Copy out each line below that has the word "projects" in it.
RECORDS SHOWN: Begin
Issue #59600, opened 2024-08-12
[5.5 regression] "Maximum call stack size exceeded" when serializing nested self-referencing class expressions


Andarist:
### 🔎 Search Terms

dts declaration serializing class expression self-referencing nested

### 🕗 Version & Regression Information

- This changed between versions 5.4.x and 5.5.x

### ⏯ Playground Link

https://www.typescriptlang.org/play/?ts=5.6.0-dev.20240812#code/MYewdgzgLgBAgjAvDYAbAhhC8A8AVAPhgG8AoGFACwEtUATAQgC4YBJSKdMYAUzwE8ADjxxQhPEADN4AOgBC+AgQDc5GNHRRqwGHKQoMWXYpJqKg9ACceYKMxh5VFAL6rXpIA

### 💻 Code

```ts
const A = class A<T> {
  child!: InstanceType<typeof A.B<T>>;
  static B = class B<T> {
    parent!: T;
  };
};
```

### 🙁 Actual behavior

it crashes

### 🙂 Expected behavior

it shouldn't crash 😉

PR #59619, opened 2024-08-13
Fixed crash when reusing nodes referring to symbols inaccessible after emit

Andarist:
fixes https://github.com/microsoft/TypeScript/issues/59600
I bisected the regression to https://github.com/microsoft/TypeScript/pull/58066 , cc @weswigham

### DIFF
--- a/tests/baselines/reference/classExpressionInClassInstantiationEmit1.js
+++ b/tests/baselines/reference/classExpressionInClassInstantiationEmit1.js
@@ -1,0 +1,252 @@
+//// [tests/cases/compiler/classExpressionInClassInstantiationEmit1.ts] ////
+
+//// [classExpressionInClassInstantiationEmit1.ts]
+class A1<T> {
+  child!: InstanceType<typeof A1.B<T>>;
+  static B = class B<T> {
+    parent!: T;
+  };
+};
+
+const A2 = class<T> {
+  child!: InstanceType<typeof A2.B<T>>;
+  static B = class B<T> {
+    parent!: T;
+  };
+};
+
+const A3 = class A3<T> {
+  child!: InstanceType<typeof A3.B<T>>;
+  static B = class B<T> {
+    parent!: T;
+  };
+};
+
+const A4 = class C<T> {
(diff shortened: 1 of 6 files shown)


tests/baselines/reference/classExpressionInClassInstantiationEmit1.js
```diff
@@ -0,0 +1,252 @@
...
+        function B() {
+        }
+        return B;
+    }()),
+    _f);
+
+
+//// [classExpressionInClassInstantiationEmit1.d.ts]
+declare class A1<T> {
+    child: InstanceType<typeof A1.B<T>>;
```
Andarist, line 162: Note how here `InstanceType` is still reused (unlike in 5.4). That's what made me pursue the current solution instead of trying to tweak the function changed by https://github.com/microsoft/TypeScript/pull/58066 (even if the change to this function introduced this regression)

weswigham (commented):
Hm. Not 100% sure this tracks fully. I get the idea - if we already tried to reuse a node, but reuse for that node failed, don't try and use it again elsewhere, since we may have already issued the relevant diagnostic and may fail to repeat the error (though... shouldn't we reissue the error?). But the structure we're holding onto here to ensure that seems to be not quite accurate - I would think a lot of errors that end up marking a node as not reusable are dependent not just on the node in question, but the `enclosingDeclaration`+`enclosingFile` active in the context and the `flags` in the context; if those differ, I'm not sure that you could actually guarantee that you shouldn't reuse the node. This seems like it's going to be much more pessimistic than it strictly needs to be because of that.

Andarist:
I agree with your point. With those constraints... it becomes much harder to track the correct nodes that can't be reused. Not impossible but much harder. `context` is manipulated in many places and I don't have enough context (😉) on this part of the codebase, it would be rather easy for me to miss some nuance when working on the more correct node tracking.

That makes me question the solution I chose here - could this solution be replaced with something else? My initial idea was to tweak `existingTypeNodeIsNotReferenceOrIsReferenceWithCompatibleTypeArgumentCount` but I couldn't figure out a proper change there.

PR #59622, opened 2024-08-13
Always treat `.d.*.ts` files as commonjs-format modules for the purposes of import interop

### LINKED ISSUE #57229: .d.json.ts file (allowArbitraryExtensions) not working correctly when importing from ESM file with node16/nodenext module setting
### 🔎 Search Terms

allowArbitraryExtensions, import, JSON, d.json.ts, nodenext, node16, mjs, mts, "type": "module"

- This is the behavior in every version I tried, and I reviewed the FAQ for entries

### ⏯ Playground Link

[https://codesandbox.io/p/devbox/json-import-bug-frj89p](https://codesandbox.io/p/devbox/json-import-bug-frj89p?file=%2Findex.ts%3A5%2C43&layout=%257B%2522sidebarPanel%2522%253A%2522EXPLORER%2522%252C%2522rootPanelGroup%2522%253A%257B%2522direction%2522%253A%2522horizontal%2522%252C%2522contentType%2522%253A%2522UNKNOWN%2522%252C%2522type%2522%253A%2522PANEL_GROUP%2522%252C%2522id%2522%253A%2522ROOT_LAYOUT%2522%252C%2522panels%2522%253A%255B%257B%2522type%2522%253A%2522PANEL_GROUP%2522%252C%2522contentType%2522%253A%2522UNKNOWN%2522%252C%2522direction%2522%253A%2522vertical%2522%252C%2522id%2522%253A%2522clrztojnh0006356gw3xtxjhi%2522%252C%2522sizes%2522%253A%255B73.71660859465737%252C26.283391405342627%255D%252C%2522panels%2522%253A%255B%257B%2522type%2522%253A%2522PANEL_GROUP%2522%252C%2522contentType%2522%253A%2522EDITOR%2522%252C%2522direction%2522%253A%2522horizontal%2522%252C%2522id%2522%253A%2522EDITOR%2522%252C%2522panels%2522%253A%255B%257B%2522type%2522%253A%2522PANEL%2522%252C%2522contentType%2522%253A%2522EDITOR%2522%252C%2522id%2522%253A%2522clrztojng0002356gevchi9el%2522%257D%255D%257D%252C%257B%2522type%2522%253A%2522PANEL_GROUP%2522%252C%2522contentType%2522%253A%2522SHELLS%2522%252C%2522direction%2522%253A%2522horizontal%2522%252C%2522id%2522%253A%2522SHELLS%2522%252C%2522panels%2522%253A%255B%257B%2522type%2522%253A%2522PANEL%2522%252C%2522contentType%2522%253A%2522SHELLS%2522%252C%2522id%2522%253A%2522clrztojng0003356gfm9fcqxz%2522%257D%255D%252C%2522sizes%2522%253A%255B100%255D%257D%255D%257D%252C%257B%2522type%2522%253A%2522PANEL_GROUP%2522%252C%2522contentType%2522%253A%2522DEVTOOLS%2522%252C%2522direction%2522%253A%2522vertical%2522%252C%2522id%2522%253A%2522DEVTOOLS%2522%252C%2522panels%2522%253A%255B%257B%2522type%2522%253A%2522PANEL%2522%252C%2522contentType%2522%253A%2522DEVTOOLS%2522%252C%2522id%2522%253A%2522clrztojng0005356g41wfg52x%2522%257D%255D%252C%2522sizes%2522%253A%255B100%255D%257D%255D%252C%2522sizes%2522%253A%255B100%252C0%255D%257D%252C%2522tabbedPanels%2522%253A%257B%2522clrztojng0002356gevchi9el%2522%253A%257B%2522id%2522%253A%2522clrztojng0002356gevchi9el%2522%252C%2522tabs%2522%253A%255B%255D%257D%252C%2522clrztojng0005356g41wfg52x%2522%253A%257B%2522id%2522%253A%2522clrztojng0005356g41wfg52x%2522%252C%2522tabs%2522%253A%255B%255D%257D%252C%2522clrztojng0003356gfm9fcqxz%2522%253A%257B%2522id%2522%253A%2522clrztojng0003356gfm9fcqxz%2522%252C%2522tabs%2522%253A%255B%255D%257D%257D%252C%2522showDevtools%2522%253Afalse%252C%2522showShells%2522%253Atrue%252C%2522showSidebar%2522%253Atrue%252C%2522sidebarPanelSize%2522%253A15%257D)

### 💻 Code

tsconfig.json
```json
{
  "compilerOptions": {
    "target": "esnext",
    "module": "nodenext",
    "resolveJsonModule": true,
    "allowArbitraryExtensions": true,
    "noImplicitAny": true
  }
}
```

foo.json
```json
["foo", "bar", "baz"]
```

foo.d.json.ts
```ts
// In this contrived example we're declaring it as a tuple since TS otherwise infers it as string[]
declare const data: ["foo", "bar", "baz"];
export default data;
```

index.mts, or index.ts with `"type": "module"` in package.json
```ts
import data from "./foo.json" with { type: "json" };

// Apparently not an array, these all error!
const x = data satisfies any[];
data.forEach((item) => console.log(item));
type Item = (typeof data)[number];

// TS thinks it lives on .default
const x2 = data.default satisfies any[];
data.default.forEach((item) => console.log(item));
type Item2 = (typeof data.default)[number];
```

### 🙁 Actual behavior

The compiler/intellisense thinks the JSON value lives on the `.default` property, as if the import were a CommonJS/"synthetic" ES module.

### 🙂 Expected behavior

It should know that the "base" (actual default) import holds the JSON value, which is the behaviour when there isn't a .d.json.ts file present and most importantly the runtime behaviour.

I tried renaming to *.d.json.mts but then the file simply doesn't get picked up.

The motivation for using this feature in the first place is because I'm importing a big JSON array of objects that causes a long delay every time autocompletion is invoked or something is hovered and generally makes things unbearably sluggish, and fails to infer the type anyway. Some people reporting the same thing in this issue: #48364

Side note: if you're messing around in the CodeSandbox sometimes the intellisense won't update unless you do something like modify the import path to trigger it. Also if you use the terminal you should use `npx tsc` because the globally installed version (at the time of writing) is 5.2 which complains about import attribute syntax. So I recommend testing locally.

weswigham:
Fixes #57229

The way `allowSyntheticDefaultImports`/`esModuleInterop` and `module: nodenext`'s `"type": "module"` detection interplay in the context of `.d.*.ts` files right now is... confusing. Since they *are* `.ts` files, they do _currently_ get assigned a `package.json`-`type`-dependent module kind, which determines if the module is made available as a `default` or not on an esm import, and if a cjs file can import it _at all_, and furthermore we have heuristics involving the presence of a `default` in the declaration file which can then disable the synthetic `default` creation for interop'd imports (import statements in cjs format files under `module: nodenext`).

This menagerie of behaviors means that to write a declaration file for a json file similar to `["foo", "bar"]`, so _is no single way to write it that works for all callers, in all package type contexts, even though json imports (or any non-js import) are not package type dependent_.

On investigation, I find this state of affairs confusing.

This PR changes how we interpret `.d.*.ts` file module formats to _always_ be cjs-like. This means the correct way to write the declaration file for `["foo", "bar"]` is always
```ts
declare const _export: ["foo", "bar"];
export = _export;
```
and registers as importable by all import and require constructs in all package type contexts.

### DIFF
--- a/src/compiler/program.ts
+++ b/src/compiler/program.ts
@@ -1396,8 +1396,8 @@ export function getImpliedNodeFormatForFileWorker(
     const shouldLookupFromPackageJson = ModuleResolutionKind.Node16 <= moduleResolution && moduleResolution <= ModuleResolutionKind.NodeNext
         || pathContainsNodeModules(fileName);
     return fileExtensionIsOneOf(fileName, [Extension.Dmts, Extension.Mts, Extension.Mjs]) ? ModuleKind.ESNext :
-        fileExtensionIsOneOf(fileName, [Extension.Dcts, Extension.Cts, Extension.Cjs]) ? ModuleKind.CommonJS :
-        shouldLookupFromPackageJson && (fileExtensionIsOneOf(fileName, [Extension.Dts, Extension.Ts, Extension.Tsx, Extension.Js, Extension.Jsx]) || isDeclarationFileName(fileName)) ? lookupFromPackageJson() :
+        fileExtensionIsOneOf(fileName, [Extension.Dcts, Extension.Cts, Extension.Cjs]) || (isDeclarationFileName(fileName) && !fileExtensionIs(fileName, Extension.Dts)) ? ModuleKind.CommonJS :
+        shouldLookupFromPackageJson && fileExtensionIsOneOf(fileName, [Extension.Dts, Extension.Ts, Extension.Tsx, Extension.Js, Extension.Jsx]) ? lookupFromPackageJson() :
         undefined; // other extensions, like `json` or `tsbuildinfo`, are set as `undefined` here but they should never be fed through the transformer pipeline
 
     function lookupFromPackageJson(): Partial<CreateSourceFileOptions> {
--- a/src/compiler/program.ts
+++ b/src/compiler/program.ts
@@ -1397,7 +1397,7 @@ export function getImpliedNodeFormatForFileWorker(
         || pathContainsNodeModules(fileName);
     return fileExtensionIsOneOf(fileName, [Extension.Dmts, Extension.Mts, Extension.Mjs]) ? ModuleKind.ESNext :
         fileExtensionIsOneOf(fileName, [Extension.Dcts, Extension.Cts, Extension.Cjs]) ? ModuleKind.CommonJS :
-        shouldLookupFromPackageJson && fileExtensionIsOneOf(fileName, [Extension.Dts, Extension.Ts, Extension.Tsx, Extension.Js, Extension.Jsx]) ? lookupFromPackageJson() :
+        shouldLookupFromPackageJson && (fileExtensionIsOneOf(fileName, [Extension.Dts, Extension.Ts, Extension.Tsx, Extension.Js, Extension.Jsx]) || isDeclarationFileName(fileName)) ? lookupFromPackageJson() :
         undefined; // other extensions, like `json` or `tsbuildinfo`, are set as `undefined` here but they should never be fed through the transformer pipeline
 
     function lookupFromPackageJson(): Partial<CreateSourceFileOptions> {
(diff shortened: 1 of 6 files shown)


andrewbranch:
With `--allowJsonModule`, we leave the `impliedNodeFormat` of JSON source files as `undefined`. It feels like that might be the right move here? I expect the results to be the same, but it would leave us the ability to futz with things later if needed. I'm imagining a scenario where, say, a bundler/runtime loader converts a CSS file to an ES module, and the declaration file for it looks like

```ts
export const class1: string;
export const class2: string;
```

With this change, it becomes legal to import that file like

```ts
import css from "./styles.css";
```

when in fact no default import will be synthesized by the runtime since the loader exposed it as a real module. If we had any precedent for doing something like this, maybe it would be nice to assign the module kind based on module syntax (CJS for `export =`, ESM otherwise).

I think this will work alright and is better than the status quo, but I can see us needing to revisit it if some third-party framework begins making really heavy use of `.d.*.ts` files or something.

PR #59623, opened 2024-08-13
Experiment: Always report `useDefineForClassFields`-related errors even when disabled

rbuckton:
This is an experiment to establish a rough estimate of how frequently projects in the wild depend on the initializer order for TypeScript "Parameter Property Initializers" feature when used in conjunction with `useDefineForClassFields: false`.

Note that this will only catch cases where projects have an ordering dependency that would be reported as a use-before-definition error by the compiler when `useDefineForClassFields` is enabled.


rbuckton:
@typescript-bot test top1000

trevorade:
FYI, this commit is most likely missing a change to make `isBlockScopedNameDeclaredBeforeUse` ignore `emitStandardClassFields` when called from `checkPropertyNotUsedBeforeDeclaration`. I needed to also update that code to make `TS2729` universally be emitted.

PR #59633, opened 2024-08-14
built-in iterators should be disposable

### LINKED ISSUE #59263: Iterator and AsyncIterator missing Symbol.dispose method in esnext.disposable

rbuckton:
This updates the definitions for `IteratorObject` and `AsyncIteratorObject` to be disposable, per the spec:

- https://arai-a.github.io/ecma262-compare/?pr=3000&id=sec-%25iteratorprototype%25-%40%40dispose
- https://arai-a.github.io/ecma262-compare/?pr=3000&id=sec-%25asynciteratorprototype%25-%40%40asyncdispose

It should be noted that `%IteratorPrototype%` is synonymous with `Iterator.prototype` per the Iterator Helpers proposal and is represented by `IteratorObject` in TypeScript, and that `%AsyncIteratorPrototype%` is synonymous with `AsyncIterator.prototype` per the Async Iterator Helpers proposal and is represented by `AsyncIteratorObject` in TypeScript.

Fixes #59263

### DIFF
--- a/src/testRunner/unittests/evaluation/awaitUsingDeclarations.ts
+++ b/src/testRunner/unittests/evaluation/awaitUsingDeclarations.ts
@@ -1924,11 +1924,16 @@ describe("unittests:: evaluation:: awaitUsingDeclarations", () => {
     it("'await using' with downlevel generators", async () => {
         abstract class Iterator {
             return?(): void;
-            [evaluator.FakeSymbol.iterator]() { return this; }
-            [evaluator.FakeSymbol.dispose]() { this.return?.(); }
+            [evaluator.FakeSymbol.iterator]() {
+                return this;
+            }
+            [evaluator.FakeSymbol.dispose]() {
+                this.return?.();
+            }
         }
 
-        const { main } = evaluator.evaluateTypeScript(`
+        const { main } = evaluator.evaluateTypeScript(
+            `
             let exited = false;
 
             function * f() {
@@ -1948,11 +1953,14 @@ describe("unittests:: evaluation:: awaitUsingDeclarations", () => {
 
                 return exited;
             }
-        `, {
-            target: ts.ScriptTarget.ES5,
-        }, {
-            Iterator
-        });
+        `,
+            {
+                target: ts.ScriptTarget.ES5,
+            },
+            {
+                Iterator,
+            },
+        );
 
         const exited = await main();
         assert.isTrue(exited, "Expected 'await using' to dispose generator");
@@ -1961,11 +1969,16 @@ describe("unittests:: evaluation:: awaitUsingDeclarations", () => {
     it("'await using' with downlevel async generators", async () => {
         abstract class AsyncIterator {
             return?(): PromiseLike<void>;
-            [evaluator.FakeSymbol.asyncIterator]() { return this; }
-            async [evaluator.FakeSymbol.asyncDispose]() { await this.return?.(); }
+            [evaluator.FakeSymbol.asyncIterator]() {
+                return this;
+            }
+            async [evaluator.FakeSymbol.asyncDispose]() {
+                await this.return?.();
+            }
         }
 
-        const { main } = evaluator.evaluateTypeScript(`
+        const { main } = evaluator.evaluateTypeScript(
+            `
             let exited = false;
 
             async function * f() {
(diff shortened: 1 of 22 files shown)


src/testRunner/unittests/evaluation/awaitUsingDeclarations.ts
```diff
@@ -1874,4 +1874,140 @@ describe("unittests:: evaluation:: awaitUsingDeclarations", () => {
             "catch",
         ]);
     });
+
+    it("deterministic collapse of Await", async () => {
+        const { main, output } = evaluator.evaluateTypeScript(
```
sandersn, line 1879: Are these tests of existing functionality? I don't see how changing the type of [Async]IteratorObject would change its runtime behaviour.

sandersn (approved):
I like the code change, but I had a couple of questions about the tests.

src/testRunner/unittests/evaluation/awaitUsingDeclarations.ts
rbuckton: This test was in the wrong test suite. I merely moved while adding other tests.

tests/baselines/reference/usingDeclarationsWithIteratorObject.errors.txt
```diff
@@ -0,0 +1,31 @@
...
+    
+    function f() {
+        // should pass
+        using it0 = io;
+        using it1 = g;
+        using it2 = Iterator.from(i)
+        using it3 = new MyIterator();
+        using it4 = [].values();
+        using it5 = new Map<string, string>().entries();
+        using it6 = new Set<string>().keys();
```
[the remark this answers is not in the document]
rbuckton: `it7` is illustrating that the `Iterator` interface (which only describes a minimal Iterator compatible with `for..of`) does not implement `Symbol.dispose`. Only iterators that inherit from the `IteratorObject` interface (which represents the global `Iterator.prototype` value) will have a `Symbol.dispose` by default.

Iterators returned from `values()`/`keys()`/`entries()` on `Map`/`Set`/`Array`/etc. will inherit from `IteratorObject` and thus are disposable.

trevorade:
I'm seeing some build errors that are related to this:

image

Rather than,

```ts
interface IteratorObject<T, TReturn, TNext> extends Disposable {
}
```

Should it have been:

```ts
interface Iterator<T, TReturn, TNext> extends Disposable {
}
```

`IteratorObject` extends `Iterator` so the mismatch of `IteratorObject` being disposable but `Iterator` _not_ being disposable causes compiler errors in other locations.

jakebailey:
No, it being on the interface isn't correct, I think you just need to update your `@types/node` to pick up fixes we made.

trevorade:
Thx for the guidance!

For anyone else looking into this, the referenced PR is:
https://github.com/DefinitelyTyped/DefinitelyTyped/commit/8c36e5365e2c6ace4c00e8f21c7a10e8bbcabac3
RECORDS SHOWN: End
◆ SOLVED EXERCISE:
This is an experiment to establish a rough estimate of how frequently projects in the wild depend on the initializer order for TypeScript "Parameter Property Initializers" feature when used in conjunction with `useDefineForClassFields: false`.
Note that this will only catch cases where projects have an ordering dependency that would be reported as a use-before-definition error by the compiler when `useDefineForClassFields` is enabled.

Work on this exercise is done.